From the line with "wondering what the best way to proceed is" to the last line of the data below, repeat every line exactly and add nothing.

=== Data section ===
·····

PR #321, opened 2024-02-02
Make `add_index` public 

aMahanna:
This PR proposes to switch `_add_index` to `add_index`, and to deprecate the `add_*_index` methods in favour of generalizing to `add_index` (similar to how we have `create_view`, `create_analayzer`, etc.)

**However**,  we need to decide if:
- The `data` parameter of `add_index` should expect `camelCase` or `snake_case` fields

The current `add_*_index` methods accept `snake_case`, convert to `camelCase` for API purposes, then output `snake_case`. We need to decide if we want to follow suit for `add_index`, or if we want to drop this whole `snake_case` to `camelCase` to `snake_case` conversion.


aMahanna:
hey @apetenchea could I get your thoughts on this (PR description) ^

wondering what the best way to proceed is

apetenchea (commented):
@aMahanna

·····

=== Task response ===
wondering what the best way to proceed is

apetenchea (commented):
@aMahanna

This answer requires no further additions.